Time Magazine notes:

    What has also changed is how much toxicologists know about the harmful effects of fluoride compounds. Ingested in high doses, fluoride is indisputably toxic; it was once commonly used in rat poison. Hydrogen fluoride is regulated as a hazardous pollutant in emissions from chemical plants and has been linked to respiratory illness. Even in toothpaste, sodium fluoride is a health concern. In 1997 the Food and Drug Administration toughened the warning on every tube to read, “If more than used for brushing is accidentally swallowed, get medical help or contact a poison-control center right away.”

ABC News from Raleigh-Durham reports:

    Study after study dating back to the 80s from respected academic and scientific institutions that connect fluoride to health dangers. Some of the studies were funded by the government. They  suggest fluoride can be linked to brain, blood and bone deficiencies in humans.

    ***

    “EPA’s drinking water standards are supposed to protect all persons against anticipated adverse health effects of the contaminant in question,” explained Kathleen Thiessen – one of the scientists who worked on the 400-page study. “And we concluded after three years worth of work that the drinking water standard for fluoride was not protected and cannot be assumed to be safe for humans.”

    Thiessen  said the EPA was warned about potential fluoride health dangers by one of its own chemists more than a decade ago. Dr. William Hirzy testified before a Senate subcommittee in 2000.  He was representing the views of EPA scientists and staff who analyze hazards in the environment.

    “In 1997, we voted to oppose fluoridation, and our opposition has grown stronger as more adverse data on the practice has come in,” said Hirzy.

    “The CDC and others say whatever beneficial effect there is from fluoride is from topical use. It’s not from swallowing it. It never has been from swallowing it,” said Thiessen.

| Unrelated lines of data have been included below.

PR #700, opened 2021-07-27
fix kernel 5.11 and above driver compilation

cydia2020:
Driver doesn't compile on kernel 5.11 and above, throws `error: implicit declaration of function ‘get_can_dlc’`

### DIFF
--- a/drivers/linux/panda.c
+++ b/drivers/linux/panda.c
@@ -283,7 +283,7 @@ static void panda_usb_process_can_rx(struct panda_dev_priv *priv_dev,
   //if (msg->dlc & MCBA_DLC_RTR_MASK)
   //  cf->can_id |= CAN_RTR_FLAG;
 
-  cf->can_dlc = get_can_dlc(msg->bus_dat_len & PANDA_DLC_MASK);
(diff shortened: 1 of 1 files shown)


drivers/linux/panda.c
```diff
@@ -283,7 +283,7 @@ static void panda_usb_process_can_rx(struct panda_dev_priv *priv_dev,
   //if (msg->dlc & MCBA_DLC_RTR_MASK)
   //  cf->can_id |= CAN_RTR_FLAG;
 
-  cf->can_dlc = get_can_dlc(msg->bus_dat_len & PANDA_DLC_MASK);
+  cf->can_dlc = (min_t(__u8, (msg->bus_dat_len & PANDA_DLC_MASK), 8));
```
adeebshihadeh, line 286: looks like this got renamed to `can_cc_dlc2len` https://lwn.net/Articles/836683/

cydia2020: Will try later

cydia2020: This does work and it seems to be reliable, but I'm not familiar with module development, so idk how I would go about differentiating between between different versions of different kernels.

Assistance in this regard would be appreciated.

adeebshihadeh:
#765 supports the older macro and newer one

PR #701, opened 2021-08-03
Cleanup unused functions in boards configs

briskspirit:
Cleanup unused functions in boards configs


adeebshihadeh:
Moved unused functions to board_declarations?

briskspirit:
> Moved unused functions to board_declarations?

No, moved to unused_funcs.h in prev PR for red and now cleaned other. board_declarations should stay clean.

PR #707, opened 2021-08-27
VW MQB and PQ: Fix controls entry conditions and tests

jyoung8607:
Panda isn't currently handling `controls_allowed` for Volkswagen quite the same as other ports. We're only supposed to enter controls on rising edge of ACC engagement, but right now we're considering controls allowed whenever ACC is engaged. As far as I can tell, the real-world impact of this is pretty low, but this should be fixed anyway.

First commit will revert the overridden tests that allowed this to go undetected, reverting to the common inherited tests that look for this behavior. Second commit will fix the safety to pass the new tests.

Planning to hold this in draft for a short time, while I make sure this is working as-planned for community users.


jyoung8607:
This doesn't seem to have any unexpected effects on community. Ready for review at your convenience.

There is no corresponding openpilot PR. The panda submodule ref can be bumped at leisure.

PR #715, opened 2021-09-07
enable siren if controls allowed within 30s of lost heartbeat

adeebshihadeh:


board/main.c
```diff
@@ -703,15 +703,24 @@ void tick_handler(void) {
         siren_countdown -= 1U;
       }
 
+      if (controls_allowed) {
+        controls_allowed_countdown = 30U;
+      } else if (controls_allowed_countdown > 0U) {
+        controls_allowed_countdown -= 1U;
+      } else {
```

    The I-Team discovered most western countries do not fluoridate their water. Dental records kept by the World Health Organization show tooth decay in those countries has declined at the same rate as here in the United States – where we do fluoridate our water.

Indeed, an overwhelming number of scientific studies conclude that cavity levels are falling worldwide … even in countries which don’t fluoridate water.  Specifically, the scientific literature shows that – when fluoridation of water supplies is stopped – cavities do not increase (but may in some cases actually decrease).  See this, this, this, this, this and this.

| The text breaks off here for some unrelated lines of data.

PR #721, opened 2021-09-15
Trying to force acc_type1 for enable SnG skills

AlexandreSato:
ATTENTION this is not working here. I created this script https://github.com/AlexandreSato/openpilot-Brazil/blob/master/acc_type1.py which if run during engine start enables SNG on global TSS2.0 Toyotas without native stop and go. Tested models: Rav4, corolla, corollacross


adeebshihadeh:
This should be implemented in openpilot. Panda's job is to enforce the safety model and never modifies messages.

No wonder more and more countries are stopping fluoridation.

In fact, many prominent leaders of the pro-water fluoridation movement have recently admitted publicly that they were wrong. That includes:

    John Colquhoun, DDS, Principal Dental Officer for Auckland, New Zealand and chair of that country’s Fluoridation Promotion Committee, reviewed New Zealand’s dental statistics in an effort to convince skeptics that fluoridation was beneficial and found that tooth decay rates were the same in fluoridated and nonfluoridated places, which prompted him to re-examine the classic fluoridation studies. He withdrew his support for it in “Why I Changed my Mind About Water Fluoridation” (Perspectives in Biology and Medicine 1997;41:29—44).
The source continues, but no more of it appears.